━━━━━ Given information

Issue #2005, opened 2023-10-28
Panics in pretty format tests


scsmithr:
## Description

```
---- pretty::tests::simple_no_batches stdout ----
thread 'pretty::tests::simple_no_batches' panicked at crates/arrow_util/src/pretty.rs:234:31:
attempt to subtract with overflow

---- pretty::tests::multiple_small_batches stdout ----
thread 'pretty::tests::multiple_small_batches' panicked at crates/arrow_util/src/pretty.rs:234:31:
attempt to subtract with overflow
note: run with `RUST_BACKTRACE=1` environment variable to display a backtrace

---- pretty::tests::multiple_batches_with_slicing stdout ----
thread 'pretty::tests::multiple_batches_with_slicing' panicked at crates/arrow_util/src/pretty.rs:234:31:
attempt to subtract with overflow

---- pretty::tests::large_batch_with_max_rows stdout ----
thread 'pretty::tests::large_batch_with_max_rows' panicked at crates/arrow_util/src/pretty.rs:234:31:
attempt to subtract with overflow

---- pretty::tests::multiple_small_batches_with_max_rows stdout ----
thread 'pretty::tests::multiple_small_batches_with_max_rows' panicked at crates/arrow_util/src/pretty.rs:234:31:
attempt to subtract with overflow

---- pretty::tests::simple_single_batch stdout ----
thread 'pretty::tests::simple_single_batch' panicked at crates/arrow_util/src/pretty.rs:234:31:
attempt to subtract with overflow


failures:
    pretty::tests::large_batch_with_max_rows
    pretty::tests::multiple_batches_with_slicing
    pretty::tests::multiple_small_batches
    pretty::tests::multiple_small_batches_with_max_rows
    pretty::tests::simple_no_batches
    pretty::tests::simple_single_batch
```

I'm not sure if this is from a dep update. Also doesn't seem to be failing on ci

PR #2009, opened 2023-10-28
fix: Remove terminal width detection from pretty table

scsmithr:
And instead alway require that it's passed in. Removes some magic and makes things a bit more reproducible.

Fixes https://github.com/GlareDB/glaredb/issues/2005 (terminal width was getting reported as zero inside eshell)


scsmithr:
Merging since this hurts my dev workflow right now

━━━━━━━━━━
━━━━━ Given information

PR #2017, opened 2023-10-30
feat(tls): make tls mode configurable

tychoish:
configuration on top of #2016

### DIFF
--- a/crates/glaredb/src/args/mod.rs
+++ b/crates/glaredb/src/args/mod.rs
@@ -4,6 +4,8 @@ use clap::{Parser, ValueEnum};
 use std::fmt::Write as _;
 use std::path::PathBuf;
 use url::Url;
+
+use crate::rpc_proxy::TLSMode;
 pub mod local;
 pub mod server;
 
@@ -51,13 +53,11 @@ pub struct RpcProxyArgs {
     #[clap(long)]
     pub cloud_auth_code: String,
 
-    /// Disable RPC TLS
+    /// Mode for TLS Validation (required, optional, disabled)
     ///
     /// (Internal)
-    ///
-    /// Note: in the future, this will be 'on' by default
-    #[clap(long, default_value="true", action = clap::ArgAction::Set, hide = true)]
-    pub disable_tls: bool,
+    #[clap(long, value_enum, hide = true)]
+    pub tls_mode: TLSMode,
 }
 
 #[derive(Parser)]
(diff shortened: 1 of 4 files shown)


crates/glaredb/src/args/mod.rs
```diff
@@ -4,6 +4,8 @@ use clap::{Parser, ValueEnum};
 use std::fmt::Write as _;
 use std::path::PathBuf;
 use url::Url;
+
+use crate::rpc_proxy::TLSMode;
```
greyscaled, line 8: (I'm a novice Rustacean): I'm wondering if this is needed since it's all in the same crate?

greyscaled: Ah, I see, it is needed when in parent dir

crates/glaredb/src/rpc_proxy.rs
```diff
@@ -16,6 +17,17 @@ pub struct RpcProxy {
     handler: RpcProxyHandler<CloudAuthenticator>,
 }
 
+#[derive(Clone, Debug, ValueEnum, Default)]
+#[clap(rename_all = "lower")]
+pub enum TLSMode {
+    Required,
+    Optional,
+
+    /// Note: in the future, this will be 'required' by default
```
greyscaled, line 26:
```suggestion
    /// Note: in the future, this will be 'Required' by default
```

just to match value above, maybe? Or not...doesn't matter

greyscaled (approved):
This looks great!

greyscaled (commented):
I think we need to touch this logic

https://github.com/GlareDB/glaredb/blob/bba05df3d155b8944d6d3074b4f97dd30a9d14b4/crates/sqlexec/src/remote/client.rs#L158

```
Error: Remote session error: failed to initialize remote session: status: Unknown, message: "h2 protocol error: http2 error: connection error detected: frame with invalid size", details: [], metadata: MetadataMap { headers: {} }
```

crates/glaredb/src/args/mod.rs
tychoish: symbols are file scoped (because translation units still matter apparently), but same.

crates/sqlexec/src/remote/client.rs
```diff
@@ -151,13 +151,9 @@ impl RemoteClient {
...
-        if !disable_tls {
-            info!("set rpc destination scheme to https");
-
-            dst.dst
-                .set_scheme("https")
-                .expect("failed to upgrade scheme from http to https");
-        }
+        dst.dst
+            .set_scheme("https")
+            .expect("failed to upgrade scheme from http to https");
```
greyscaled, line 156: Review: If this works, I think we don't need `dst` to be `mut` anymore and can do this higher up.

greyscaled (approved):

━━━━━━━━━━
━━━━━ Given information

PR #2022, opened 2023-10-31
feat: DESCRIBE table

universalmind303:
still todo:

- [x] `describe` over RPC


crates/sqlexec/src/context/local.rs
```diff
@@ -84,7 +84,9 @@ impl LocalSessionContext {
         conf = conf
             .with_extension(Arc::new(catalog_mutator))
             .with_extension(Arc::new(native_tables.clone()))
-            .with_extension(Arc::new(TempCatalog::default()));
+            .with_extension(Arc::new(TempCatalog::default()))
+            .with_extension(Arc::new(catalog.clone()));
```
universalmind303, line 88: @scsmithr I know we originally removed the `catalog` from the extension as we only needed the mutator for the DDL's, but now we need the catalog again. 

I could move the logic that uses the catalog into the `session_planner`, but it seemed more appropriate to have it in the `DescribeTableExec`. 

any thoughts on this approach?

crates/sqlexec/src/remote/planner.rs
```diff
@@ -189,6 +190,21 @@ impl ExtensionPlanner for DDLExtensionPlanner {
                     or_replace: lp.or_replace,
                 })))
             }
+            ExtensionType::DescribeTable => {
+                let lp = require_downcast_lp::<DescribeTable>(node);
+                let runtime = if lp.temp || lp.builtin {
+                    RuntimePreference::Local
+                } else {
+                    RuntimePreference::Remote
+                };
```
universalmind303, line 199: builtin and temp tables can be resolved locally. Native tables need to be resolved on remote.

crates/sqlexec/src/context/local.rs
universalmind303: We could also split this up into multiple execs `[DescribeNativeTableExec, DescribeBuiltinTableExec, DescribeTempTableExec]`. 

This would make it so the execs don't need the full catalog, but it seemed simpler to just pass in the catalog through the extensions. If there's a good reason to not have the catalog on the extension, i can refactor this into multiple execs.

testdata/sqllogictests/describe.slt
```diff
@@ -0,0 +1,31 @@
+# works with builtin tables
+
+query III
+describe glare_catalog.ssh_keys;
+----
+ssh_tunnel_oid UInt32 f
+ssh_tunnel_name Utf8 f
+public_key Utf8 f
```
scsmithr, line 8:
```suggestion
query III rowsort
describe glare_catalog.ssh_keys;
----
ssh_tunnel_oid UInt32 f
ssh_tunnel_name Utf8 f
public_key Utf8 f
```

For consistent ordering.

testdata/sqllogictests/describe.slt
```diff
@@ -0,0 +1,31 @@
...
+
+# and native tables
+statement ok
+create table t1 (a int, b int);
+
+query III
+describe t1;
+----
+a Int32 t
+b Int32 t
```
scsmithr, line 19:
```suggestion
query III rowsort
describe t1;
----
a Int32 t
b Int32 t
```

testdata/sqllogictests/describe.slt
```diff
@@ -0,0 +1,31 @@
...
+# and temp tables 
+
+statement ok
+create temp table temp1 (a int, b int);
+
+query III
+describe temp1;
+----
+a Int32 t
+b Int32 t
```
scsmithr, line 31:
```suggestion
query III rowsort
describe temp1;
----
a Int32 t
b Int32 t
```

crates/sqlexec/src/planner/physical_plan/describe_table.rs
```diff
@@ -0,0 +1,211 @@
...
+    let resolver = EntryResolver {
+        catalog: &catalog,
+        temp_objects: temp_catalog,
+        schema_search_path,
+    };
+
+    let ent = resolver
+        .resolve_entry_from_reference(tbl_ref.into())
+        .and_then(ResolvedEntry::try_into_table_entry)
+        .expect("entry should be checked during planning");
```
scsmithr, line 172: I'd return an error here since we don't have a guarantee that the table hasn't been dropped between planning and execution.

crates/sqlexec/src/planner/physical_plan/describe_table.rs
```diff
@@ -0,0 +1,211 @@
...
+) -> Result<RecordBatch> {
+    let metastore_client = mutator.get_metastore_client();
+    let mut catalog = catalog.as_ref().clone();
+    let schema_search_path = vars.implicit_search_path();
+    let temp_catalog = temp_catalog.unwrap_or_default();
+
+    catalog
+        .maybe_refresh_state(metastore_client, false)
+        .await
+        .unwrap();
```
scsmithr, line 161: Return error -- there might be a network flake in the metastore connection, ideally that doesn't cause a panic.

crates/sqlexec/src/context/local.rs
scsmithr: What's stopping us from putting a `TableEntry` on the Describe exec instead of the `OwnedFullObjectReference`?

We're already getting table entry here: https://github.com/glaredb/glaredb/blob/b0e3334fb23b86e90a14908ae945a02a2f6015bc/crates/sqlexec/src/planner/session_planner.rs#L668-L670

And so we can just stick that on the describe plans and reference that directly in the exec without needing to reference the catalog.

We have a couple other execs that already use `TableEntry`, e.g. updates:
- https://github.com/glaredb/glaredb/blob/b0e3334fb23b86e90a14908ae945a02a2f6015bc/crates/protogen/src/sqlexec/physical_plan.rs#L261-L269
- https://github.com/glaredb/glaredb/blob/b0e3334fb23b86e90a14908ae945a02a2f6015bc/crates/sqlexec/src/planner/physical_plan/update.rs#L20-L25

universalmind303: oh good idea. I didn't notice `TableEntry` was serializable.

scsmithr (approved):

━━━━━━━━━━

— Description of the task —
Each line above that contains the string "TLSMode" should be identified and copied.

— Output below —
+use crate::rpc_proxy::TLSMode;
+    pub tls_mode: TLSMode,
+use crate::rpc_proxy::TLSMode;
+pub enum TLSMode {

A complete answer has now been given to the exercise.